Exactly as written, output each of the entries below.

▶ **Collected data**

- Opening Delimiter -

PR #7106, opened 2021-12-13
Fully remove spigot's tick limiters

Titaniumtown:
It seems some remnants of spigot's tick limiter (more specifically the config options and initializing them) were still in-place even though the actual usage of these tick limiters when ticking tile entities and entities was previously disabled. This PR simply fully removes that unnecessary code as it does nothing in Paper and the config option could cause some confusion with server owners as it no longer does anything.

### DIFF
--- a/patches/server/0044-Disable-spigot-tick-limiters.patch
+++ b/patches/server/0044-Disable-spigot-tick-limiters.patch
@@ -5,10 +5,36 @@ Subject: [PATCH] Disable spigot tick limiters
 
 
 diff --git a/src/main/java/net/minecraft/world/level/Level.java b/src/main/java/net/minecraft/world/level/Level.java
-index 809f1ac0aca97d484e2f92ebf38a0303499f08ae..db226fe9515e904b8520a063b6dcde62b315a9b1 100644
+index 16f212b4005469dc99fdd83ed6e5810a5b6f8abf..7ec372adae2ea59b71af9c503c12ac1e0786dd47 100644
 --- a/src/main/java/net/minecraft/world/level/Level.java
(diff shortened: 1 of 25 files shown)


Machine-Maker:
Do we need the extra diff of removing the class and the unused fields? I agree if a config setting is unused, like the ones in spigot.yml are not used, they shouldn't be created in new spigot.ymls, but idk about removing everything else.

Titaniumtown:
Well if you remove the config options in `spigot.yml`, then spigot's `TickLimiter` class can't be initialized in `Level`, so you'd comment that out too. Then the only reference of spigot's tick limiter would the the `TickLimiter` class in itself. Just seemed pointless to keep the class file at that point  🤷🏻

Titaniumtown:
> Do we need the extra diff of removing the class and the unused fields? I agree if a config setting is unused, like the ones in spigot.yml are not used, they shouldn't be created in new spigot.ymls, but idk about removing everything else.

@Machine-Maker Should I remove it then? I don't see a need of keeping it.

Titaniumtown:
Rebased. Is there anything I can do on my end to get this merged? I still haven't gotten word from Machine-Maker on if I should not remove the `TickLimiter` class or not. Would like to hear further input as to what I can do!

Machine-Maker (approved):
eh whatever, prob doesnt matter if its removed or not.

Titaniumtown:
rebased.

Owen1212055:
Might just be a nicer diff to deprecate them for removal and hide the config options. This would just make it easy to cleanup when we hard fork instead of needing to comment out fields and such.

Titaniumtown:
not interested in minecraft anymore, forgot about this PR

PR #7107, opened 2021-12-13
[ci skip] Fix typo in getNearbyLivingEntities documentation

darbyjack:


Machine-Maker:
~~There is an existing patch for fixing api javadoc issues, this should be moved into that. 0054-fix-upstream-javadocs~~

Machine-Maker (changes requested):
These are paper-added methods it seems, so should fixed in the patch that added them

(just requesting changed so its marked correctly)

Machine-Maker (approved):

- Closing Delimiter -

▶ **RESPONSE TO THIS EXERCISE**
PR #7106, opened 2021-12-13
Fully remove spigot's tick limiters

Titaniumtown:
It seems some remnants of spigot's tick limiter (more specifically the config options and initializing them) were still in-place even though the actual usage of these tick limiters when ticking tile entities and entities was previously disabled. This PR simply fully removes that unnecessary code as it does nothing in Paper and the config option could cause some confusion with server owners as it no longer does anything.

### DIFF
--- a/patches/server/0044-Disable-spigot-tick-limiters.patch
+++ b/patches/server/0044-Disable-spigot-tick-limiters.patch
@@ -5,10 +5,36 @@ Subject: [PATCH] Disable spigot tick limiters
 
 
 diff --git a/src/main/java/net/minecraft/world/level/Level.java b/src/main/java/net/minecraft/world/level/Level.java
-index 809f1ac0aca97d484e2f92ebf38a0303499f08ae..db226fe9515e904b8520a063b6dcde62b315a9b1 100644
+index 16f212b4005469dc99fdd83ed6e5810a5b6f8abf..7ec372adae2ea59b71af9c503c12ac1e0786dd47 100644
 --- a/src/main/java/net/minecraft/world/level/Level.java
(diff shortened: 1 of 25 files shown)


Machine-Maker:
Do we need the extra diff of removing the class and the unused fields? I agree if a config setting is unused, like the ones in spigot.yml are not used, they shouldn't be created in new spigot.ymls, but idk about removing everything else.

Titaniumtown:
Well if you remove the config options in `spigot.yml`, then spigot's `TickLimiter` class can't be initialized in `Level`, so you'd comment that out too. Then the only reference of spigot's tick limiter would the the `TickLimiter` class in itself. Just seemed pointless to keep the class file at that point  🤷🏻

Titaniumtown:
> Do we need the extra diff of removing the class and the unused fields? I agree if a config setting is unused, like the ones in spigot.yml are not used, they shouldn't be created in new spigot.ymls, but idk about removing everything else.

@Machine-Maker Should I remove it then? I don't see a need of keeping it.

Titaniumtown:
Rebased. Is there anything I can do on my end to get this merged? I still haven't gotten word from Machine-Maker on if I should not remove the `TickLimiter` class or not. Would like to hear further input as to what I can do!

Machine-Maker (approved):
eh whatever, prob doesnt matter if its removed or not.

Titaniumtown:
rebased.

Owen1212055:
Might just be a nicer diff to deprecate them for removal and hide the config options. This would just make it easy to cleanup when we hard fork instead of needing to comment out fields and such.

Titaniumtown:
not interested in minecraft anymore, forgot about this PR

PR #7107, opened 2021-12-13
[ci skip] Fix typo in getNearbyLivingEntities documentation

darbyjack:


Machine-Maker:
~~There is an existing patch for fixing api javadoc issues, this should be moved into that. 0054-fix-upstream-javadocs~~

Machine-Maker (changes requested):
These are paper-added methods it seems, so should fixed in the patch that added them

(just requesting changed so its marked correctly)

Machine-Maker (approved):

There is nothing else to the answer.